As an anime, Blade Runner: Black Lotus will obviously invoke pointed comparisons not only to Blade Runner and Blade Runner 2049, but to Cowboy Bebop director Shinichirō Watanabe’s anime short Blade Runner Black Out 2022. The short set a nigh impossibly high bar for any other Blade Runner-affiliated anime that would succeed it, amassing an impressive roster of collaborators to work on the film that basically boiled down to a who’s who list of anime luminaries including the likes of Shūkō Murase (Mobile Suit Gundam: Hathaway), Hiroyuki Okiura (Jin-Roh: The Wolf Brigade), Shinya Ohira (Ping Pong), and even future Black Lotus director Aramaki. Admittedly, it feels mildly unfair to compare the two, as the level of energy and coordination required to reconvene this same group of highly-talented animators years later to produce a 13-episode anime would alone render such a project itself virtually impossible. Truthfully, it feels like a minor miracle that Blade Runner Black Out 2022 even happened at all.

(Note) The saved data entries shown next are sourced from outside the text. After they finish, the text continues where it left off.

PR #441, opened 2022-07-20
chore: update node version to 16.10

whitneypurdum:
### Summary

|             |   |
|-------------|---|
| Description | update node version to 16.10  |
| Jira issue  |  #122 |

#### Type of request

### List of Features

- feature #1
- feature #2


whitneypurdum:
To update the lockfile version, do we need to update the npm version to > 7? 

[package-lock.json | npm Docs](https://docs.npmjs.com/cli/v8/configuring-npm/package-lock-json#lockfileversion) 

[ew-did-registry/package.json at e44aa1b7001816c96433cda89a9eb69a36e45f75 · energywebfoundation/ew-did-registry](https://github.com/energywebfoundation/ew-did-registry/blob/e44aa1b7001816c96433cda89a9eb69a36e45f75/package.json#L84) 

I think this is the case, but am not positive. If so, I can add to open PR.

nichonien:
> To update the lockfile version, do we need to update the npm version to > 7?

Yeah, you need to have rpm version > 7 on your machine, this would create `package-lock.json` with version -2. 
> [ew-did-registry/package.json at e44aa1b7001816c96433cda89a9eb69a36e45f75 · energywebfoundation/ew-did-registry](https://github.com/energywebfoundation/ew-did-registry/blob/e44aa1b7001816c96433cda89a9eb69a36e45f75/package.json#L84)

Not sure why we have `npm` as a dependency in the `package.json`. @JGiter @jrhender any guesses why this is the case or if it's a mistake?

whitneypurdum:
> > To update the lockfile version, do we need to update the npm version to > 7?
> 
> Yeah, you need to have rpm version > 7 on your machine, this would create `package-lock.json` with version -2.
> 
> > [ew-did-registry/package.json at e44aa1b7001816c96433cda89a9eb69a36e45f75 · energywebfoundation/ew-did-registry](https://github.com/energywebfoundation/ew-did-registry/blob/e44aa1b7001816c96433cda89a9eb69a36e45f75/package.json#L84)
> 
> Not sure why we have `npm` as a dependency in the `package.json`. @JGiter @jrhender any guesses why this is the case or if it's a mistake?

I do have > 7 on my machine so I don't think that's the lockfileversion2 issue?
whitneypurdum@Whitneys-MacBook-Pro ew-did-registry % npm -v
8.5.5

nichonien:
> I do have > 7 on my machine so I don't think that's the lockfileversion2 issue? whitneypurdum@Whitneys-MacBook-Pro ew-did-registry % npm -v 8.5.5

What is the node version?

whitneypurdum:
> > I do have > 7 on my machine so I don't think that's the lockfileversion2 issue? whitneypurdum@Whitneys-MacBook-Pro ew-did-registry % npm -v 8.5.5
> 
> What is the node version?

whitneypurdum@Whitneys-MacBook-Pro ew-did-registry % node -v
v16.15.0

whitneypurdum:
Cancelling this workflow because the test commands runs without end after updating the version. Have retried the workflow twice and get same result. Perhaps a reason we did not update the node version before?

jrhender:
@whitneypurdum Maybe I'm missing something, but it looks like the test failed and wasn't necessarily hung. Is this new behaviour maybe?

https://github.com/energywebfoundation/ew-did-registry/runs/7452884309?check_suite_focus=true

>   1) [CREDENTIAL REVOCATION]
       "before each" hook for "A credential can be revoked multiple times":
     Error: processing response error (body="{\"id\":77,\"jsonrpc\":\"2.0\",\"error\":{\"message\":\"VM Exception while processing transaction: the tx doesn't have the correct nonce. account has nonce of: 37 tx has nonce of: 36 (vm hf=london -> block -> tx)\",\"stack\":\"

whitneypurdum:
> @whitneypurdum Maybe I'm missing something, but it looks like the test failed and wasn't necessarily hung. Is this new behaviour maybe?
> 
> https://github.com/energywebfoundation/ew-did-registry/runs/7452884309?check_suite_focus=true
> 
> > 1. [CREDENTIAL REVOCATION]
> >    "before each" hook for "A credential can be revoked multiple times":
> >    Error: processing response error (body="{"id":77,"jsonrpc":"2.0","error":{"message":"VM Exception while processing transaction: the tx doesn't have the correct nonce. account has nonce of: 37 tx has nonce of: 36 (vm hf=london -> block -> tx)","stack":"

Yes, new behavior. I'm not sure how to reset the nonce without a ui like metamask though.

nichonien:
@whitneypurdum I think we can close this.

To be frank, Blade Runner: Black Lotus doesn’t look nearly as impressive as Black Out 2022. There’s nothing here that compares to Shinya Ohira’s impressionistic interpretation of the battlefields of Calantha, or the climactic shootout between a pair of replicants against Tyrell security forces animated by Okiura and Bahi JD. And while that undoubtedly will come as a disappointment to some viewers, it nonetheless makes an argument for its own existence as the series progresses on the strength of an aesthetic that combines photo realistic environments with bold stylistic lighting choices and composition, its engrossing action and gorgeous establishing shots, and its appropriately subdued and eerie synth score that feels evocative of Vangelis’ iconic work on the 1982 original. The one exception of this last point being the anime’s use of EDM pop tracks like Alessia Cara’s “Feel You Now” or Daya’s “Evil” which play over the series’ opening and closing titles, and while these music choices themselves might prove irksome to die-hard Blade Runner purists, their relegation to the bookends of the episodes themselves renders them more or less inoffensive attempt to broaden the palette of the franchise as a whole. Its ambitions aside, Blade Runner Black Lotus amounts to a worthy addition to the Blade Runner series that’s as much of an entertaining individual story on its own as it is a prequel further embellishing the groundwork for the world glimpsed in Blade Runner 2049.

While it may be easy to discount the series at glance, both Blade Runner fans and even those new to the franchise might be taken aback by what Blade Runner: Black Lotus has to offer. Much like the humanoid replicants, appearances can be deceiving.

Blade Runner: Black Lotus will premiere at midnight on Nov. 13 and will air on both Adult Swim and Crunchyroll.